Exercise requirements:
Only lines containing the word "shown" belong in the answer; copy each one from the records.

[Saved entries]

------------------------------------------------------------------------

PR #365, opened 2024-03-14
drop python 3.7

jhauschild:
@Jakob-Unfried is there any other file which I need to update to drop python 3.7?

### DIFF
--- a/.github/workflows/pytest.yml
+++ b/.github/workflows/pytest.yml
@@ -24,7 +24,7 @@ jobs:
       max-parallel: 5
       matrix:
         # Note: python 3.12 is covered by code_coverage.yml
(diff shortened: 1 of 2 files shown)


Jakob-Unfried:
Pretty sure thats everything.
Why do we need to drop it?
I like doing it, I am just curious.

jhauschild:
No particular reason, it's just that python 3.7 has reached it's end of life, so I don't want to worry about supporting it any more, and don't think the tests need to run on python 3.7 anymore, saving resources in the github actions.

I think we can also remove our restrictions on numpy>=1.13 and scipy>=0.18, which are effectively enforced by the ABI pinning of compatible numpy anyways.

------------------------------------------------------------------------

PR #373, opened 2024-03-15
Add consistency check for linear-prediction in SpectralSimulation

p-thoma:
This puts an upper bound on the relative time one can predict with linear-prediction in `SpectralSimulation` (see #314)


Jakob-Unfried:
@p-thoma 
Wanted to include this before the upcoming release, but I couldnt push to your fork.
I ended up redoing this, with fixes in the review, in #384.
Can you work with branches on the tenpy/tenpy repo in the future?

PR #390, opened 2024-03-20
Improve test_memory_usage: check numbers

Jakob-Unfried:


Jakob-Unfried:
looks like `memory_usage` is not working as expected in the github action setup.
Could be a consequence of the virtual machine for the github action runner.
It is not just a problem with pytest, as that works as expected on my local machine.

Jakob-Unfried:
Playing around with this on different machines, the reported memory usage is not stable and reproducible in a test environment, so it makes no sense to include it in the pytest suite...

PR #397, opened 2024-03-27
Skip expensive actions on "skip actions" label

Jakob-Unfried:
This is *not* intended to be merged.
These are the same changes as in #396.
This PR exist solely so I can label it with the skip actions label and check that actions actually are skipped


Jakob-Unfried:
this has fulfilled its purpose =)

------------------------------------------------------------------------

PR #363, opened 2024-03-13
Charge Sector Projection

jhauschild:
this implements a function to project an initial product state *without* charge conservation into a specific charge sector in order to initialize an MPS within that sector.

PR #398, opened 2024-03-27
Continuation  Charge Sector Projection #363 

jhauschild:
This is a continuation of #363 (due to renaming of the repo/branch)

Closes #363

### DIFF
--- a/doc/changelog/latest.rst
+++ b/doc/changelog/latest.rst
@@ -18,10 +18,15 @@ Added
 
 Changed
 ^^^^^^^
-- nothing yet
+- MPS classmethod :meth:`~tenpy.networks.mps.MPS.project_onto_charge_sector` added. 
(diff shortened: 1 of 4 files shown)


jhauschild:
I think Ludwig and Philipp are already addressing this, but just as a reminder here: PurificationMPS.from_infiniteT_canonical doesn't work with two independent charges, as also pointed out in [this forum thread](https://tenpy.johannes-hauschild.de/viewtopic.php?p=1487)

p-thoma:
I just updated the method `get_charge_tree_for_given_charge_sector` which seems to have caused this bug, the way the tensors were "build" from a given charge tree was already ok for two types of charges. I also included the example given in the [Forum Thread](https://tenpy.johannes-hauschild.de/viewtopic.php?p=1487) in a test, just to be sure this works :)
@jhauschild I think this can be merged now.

------------------------------------------------------------------------

Answer section:
(diff shortened: 1 of 2 files shown)
(diff shortened: 1 of 4 files shown)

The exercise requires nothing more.